> Your objective
Lift every line from the entries that includes the word "produce".

Content starts

PR #3324, opened 2023-06-04
Update Icarus Verilog build to support WAVES environment variable, 2023 version

ddribin:
Details:
- Update Makefile.icarus to support WAVES by creating an iverilog_dump.v file that is automatically added to the build.
- Remove VCD support from examples/simple_dff/dff.sv

This is basically an updated version of PR #2239 against current top-of-tree. It generates a VCD instead of an FST. And it puts the waveform file in `sim_build/`.

### DIFF
--- a/cocotb/share/makefiles/simulators/Makefile.icarus
+++ b/cocotb/share/makefiles/simulators/Makefile.icarus
@@ -69,9 +69,23 @@ ifdef VERILOG_INCLUDE_DIRS
 endif
 
 # Compilation phase
+
+ifeq ($(WAVES), 1)
+    VERILOG_SOURCES += $(SIM_BUILD)/iverilog_dump.v
+    COMPILE_ARGS += -s iverilog_dump
+endif
+
 $(SIM_BUILD)/sim.vvp: $(VERILOG_SOURCES) $(CUSTOM_COMPILE_DEPS) | $(SIM_BUILD)
 	@echo "+timescale+$(COCOTB_HDL_TIMEUNIT)/$(COCOTB_HDL_TIMEPRECISION)" > $(SIM_BUILD)/cmds.f
 	$(CMD) -o $(SIM_BUILD)/sim.vvp -D COCOTB_SIM=1 $(TOPMODULE_ARG) $(COMPILE_ARGS) $(EXTRA_ARGS) $(VERILOG_SOURCES)
+
+$(SIM_BUILD)/iverilog_dump.v: | $(SIM_BUILD)
+	@echo 'module iverilog_dump();' > $@
+	@echo 'initial begin' >> $@
+	@echo '    $$dumpfile("$(SIM_BUILD)/$(TOPLEVEL).vcd");' >> $@
+	@echo '    $$dumpvars(0, $(TOPLEVEL));' >> $@
+	@echo 'end' >> $@
+	@echo 'endmodule' >> $@
 
 # Execution phase
 
--- a/cocotb/share/makefiles/simulators/Makefile.icarus
+++ b/cocotb/share/makefiles/simulators/Makefile.icarus
@@ -71,18 +71,19 @@ endif
 # Compilation phase
 
 ifeq ($(WAVES), 1)
-    VERILOG_SOURCES += $(SIM_BUILD)/iverilog_dump.v
-    COMPILE_ARGS += -s iverilog_dump
+    VERILOG_SOURCES += $(SIM_BUILD)/cocotb_iverilog_dump.v
+    COMPILE_ARGS += -s cocotb_iverilog_dump
+    PLUSARGS += -fst
 endif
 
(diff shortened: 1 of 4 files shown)


ktbarrett (approved):

imphil:
Are we sure we want "It generates a VCD instead of an FST."? FST can be read just fine by GtkWave, and whoever is using icarus is most likely also using a free waveform viewer. And of course it's the significantly better format, with more information being preserved and files being much smaller.

cocotb/share/makefiles/simulators/Makefile.icarus
```diff
@@ -69,10 +69,24 @@ ifdef VERILOG_INCLUDE_DIRS
...
+    VERILOG_SOURCES += $(SIM_BUILD)/iverilog_dump.v
+    COMPILE_ARGS += -s iverilog_dump
+endif
+
 $(SIM_BUILD)/sim.vvp: $(VERILOG_SOURCES) $(CUSTOM_COMPILE_DEPS) | $(SIM_BUILD)
 	@echo "+timescale+$(COCOTB_HDL_TIMEUNIT)/$(COCOTB_HDL_TIMEPRECISION)" > $(SIM_BUILD)/cmds.f
 	$(CMD) -o $(SIM_BUILD)/sim.vvp -D COCOTB_SIM=1 $(TOPMODULE_ARG) $(COMPILE_ARGS) $(EXTRA_ARGS) $(VERILOG_SOURCES)
 
+$(SIM_BUILD)/iverilog_dump.v: | $(SIM_BUILD)
+	@echo 'module iverilog_dump();' > $@
```
imphil, line 83: To reduce the risk of accidentally clashing with a user module of that name can we prefix this module with something rare? A random number, cocotb_internal_implementation_of_iverilog_dump, something of that sort?

imphil (approved):
LGTM! I'd go for FST traces unless there's a strong reason not to. And this will need a newsfragment, but I can do that after this PR goes in.

ktbarrett:
There is more tlak about adding support for FST vs VCD into WAVES at some point more globally. For now just getting the feature in there in any way is a step forward.

ddribin:
> Are we sure we want "It generates a VCD instead of an FST."? FST can be read just fine by GtkWave, and whoever is using icarus is most likely also using a free waveform viewer. And of course it's the significantly better format, with more information being preserved and files being much smaller.

Happy to do FST. I just went with VCD because it is more "standard" ? But, true, I use GTKWave, so FST would work just fine.

cocotb/share/makefiles/simulators/Makefile.icarus
ddribin: Yeah, good point. I think a `cocotb_` prefix ought to be good enough? So how about `cocotb_iverilog_dump.v` ?

ddribin:
I also should update the docs, which currently mention the need to add a code fragment to your `.v` file for Icarus.

cocotb/share/makefiles/simulators/Makefile.icarus
imphil: There might be collisions no matter what name we're choosing, so feel free to use the one you like best.

imphil:
On FST vs VCD: We have other simulators writing waveforms in their proprietary format when WAVES is set, so doing the same for Icarus seems consistent. So I'd personally go for that, but I'll leave it up to you @ddribin, it's your PR after all! Thanks for working on it!

Let me know when you're ready for a merge.

ddribin:
> On FST vs VCD: We have other simulators writing waveforms in their proprietary format when WAVES is set, so doing the same for Icarus seems consistent. So I'd personally go for that, but I'll leave it up to you @ddribin, it's your PR after all! Thanks for working on it!
> 
> Let me know when you're ready for a merge.

I was going to ask if there's precedent for `WAVES` producing formats other than VCD. Given other simulators do produce something other than VCD, I'll switch to FST, by default. We can add an override option for VCD later.

I just pushed changes for this and the documentation. Please take a look at the doc changes, but if there are no further comments, this is ready to merge.

documentation/source/simulator_support.rst
```diff
@@ -47,28 +47,15 @@ See also https://github.com/steveicarus/iverilog/issues/323.
...
-      $dumpvars (0, button_deb);
-      #1;
-    end
-    `endif
-    endmodule
+Icarus Verilog can produce waveform traces in the FST format, the native format of GTKWave.
+FST traces are much smaller and more efficient to write than VCD, but requires the use of GTKWave.
+
+To enable FST tracing, set :make:var:`WAVES` to ``1``. This can be set on the command line,
+as shown below, or as an environment variable with an ``EXPORT`` statement in your shell.
```
ktbarrett, line 54: I think this is more info than needed. 
```suggestion
To enable FST tracing, set :make:var:`WAVES` to ``1``.
```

Content ends

> Answer section
I was going to ask if there's precedent for `WAVES` producing formats other than VCD. Given other simulators do produce something other than VCD, I'll switch to FST, by default. We can add an override option for VCD later.
+Icarus Verilog can produce waveform traces in the FST format, the native format of GTKWave.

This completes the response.